PR #463, opened 2016-11-21
PHPC-829: BSON Regex flags must be alphabetically ordered

jmikola:
https://jira.mongodb.org/browse/PHPC-829

We do not test that MongoDB\BSON\fromJSON() alphabetizes the flags, as that will be handled by CDRIVER-1883.


derickr:
LGTM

**TASK TO COMPLETE**:
Make an exact copy of all the entries above.

**ANSWER SECTION**:
PR #463, opened 2016-11-21
PHPC-829: BSON Regex flags must be alphabetically ordered

jmikola:
https://jira.mongodb.org/browse/PHPC-829

We do not test that MongoDB\BSON\fromJSON() alphabetizes the flags, as that will be handled by CDRIVER-1883.


derickr:
LGTM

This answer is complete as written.